Wo kann ich einstellen, dass es ich um 5.1 sound handelt und wo kann ich die hinteren Lautprecher lauter und die vorderen leister konfigurieren. habe in den Tools von soundblaster nichts gefunden!?

Danke für Eure Hilfe im Vorraus. 

Ulrich


----------



## Bluefire (30. Mai 2011)

hmmm...hast du den Konsol Luncher/Starter von creative installiert?


----------



## NuTSkuL (30. Mai 2011)

dann geh über windows:
systemsteuerung-> sound->gerät auswählen-> auf konfigurieren klicken->einstellen->dann auf eigenschaften und den rest einstellen.

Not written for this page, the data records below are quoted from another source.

PR #354, opened 2018-01-12
[GoL] Tests for business logic in common module

tasomaniac:
### Description

This PR introduces tests for Presenters and business logic of the game. 

- `GameLoop` is extracted as an interface to be able to have a stub implementation in the test. 
- `mockk` library is used because it is the only mocking framework with kotlin-multiplatform support. (I mean the first one we found)

PS: These tests were written first. We just didn't committed them until now. 

> Paired with @tobiasheine

### DIFF
--- a/game-of-life-multiplatform/common/src/main/kotlin/com/novoda/gol/presentation/AppModel.kt
+++ b/game-of-life-multiplatform/common/src/main/kotlin/com/novoda/gol/presentation/AppModel.kt
@@ -23,6 +23,9 @@ class AppModel {
     }
 
     fun selectPattern(pattern: PatternEntity) {
+        if (boardViewState.isIdle.not()) {
+            return
+        }
         boardViewState = boardViewState.copy(selectedPattern = pattern)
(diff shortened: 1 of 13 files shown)


game-of-life-multiplatform/common/src/main/kotlin/com/novoda/gol/presentation/AppModel.kt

sollte eig alle probleme lösen


----------



## Bluefire (30. Mai 2011)

NuTSkuL schrieb:


> dann geh über windows:
> systemsteuerung-> sound->gerät auswählen-> auf konfigurieren klicken->einstellen->dann auf eigenschaften und den rest einstellen.
> 
> sollte eig alle probleme lösen


 
oder so 
Allerdings um die Lautsprecher einzeln zu konfigurieren wäre die THX konsole nicht schlecht.....ist auf treiber CD, wenn nicht benutz das Pax-Paket um die THX konsole zu bekommen (PAX MASTER Suite V1.70 (November 2010))  
Download hier: PAX MASTER Suite V1.70 - Technewshw.com

THX Konsole Bild:



			Dieser Inhalt steht nur eingeloggten Mitgliedern zur Verfügung.


----------



## NuTSkuL (30. Mai 2011)

kann pax auch nur empfehlen, nimm am besten das.


----------



## anfaengerulli (30. Mai 2011)

NuTSkuL schrieb:


> dann geh über windows:
> systemsteuerung-> sound->gerät auswählen-> auf konfigurieren klicken->einstellen->dann auf eigenschaften und den rest einstellen.
> 
> sollte eig alle probleme lösen


 das geht schon mal nicht
wenn ich Digitalaudio spidif anklicke, ist konfigurieren nicht anwählbar


----------



## Bluefire (30. Mai 2011)

Pax Master Suite schon probiert???


----------



## NuTSkuL (30. Mai 2011)

unterstützt die soka überhaupt sorround über die digitale schnittstelle?


----------



## Bluefire (30. Mai 2011)

will schon die ganze zeit auf der homepage von creative nachschauen...aber iwie is der Server nicht erreichbar...bei euch auch?
Ich denke schons schon (weiß es aber nicht) ...auch wenn es ein beschnittener X-Fi Chip is.


----------



## Lee (30. Mai 2011)

Es ist kein beschnittener X-FI Chip, es ist ein Audiogy Chip. Zudem geht es nicht, da die Karte kein Dolby Digital Live oder DTS Connect unterstützt. Lediglich bei Dolby Digital oder DTS Tonspuren in Filmen kann man das Signal durch den SPDIF schicken. In Spielen wird man aber kein 5.1 haben können.


----------



## Bluefire (30. Mai 2011)

Ohh stimmt... nen aufgemotzden Audigy chip...
haben eigentlich alle X-fi karten DTS, dolby digital live usw...oder nur ab einem besimmten alter?


----------



## anfaengerulli (31. Mai 2011)

Toll, die Karte wird vom Programm nicht unterstützt. Welche Karten werden denn unterstützt und können 5.1 auch im Spiel über SPDIF


----------



## Lee (31. Mai 2011)

Bluefire schrieb:


> Ohh stimmt... nen aufgemotzden Audigy chip...
> haben eigentlich alle X-fi karten DTS, dolby digital live usw...oder nur ab einem besimmten alter?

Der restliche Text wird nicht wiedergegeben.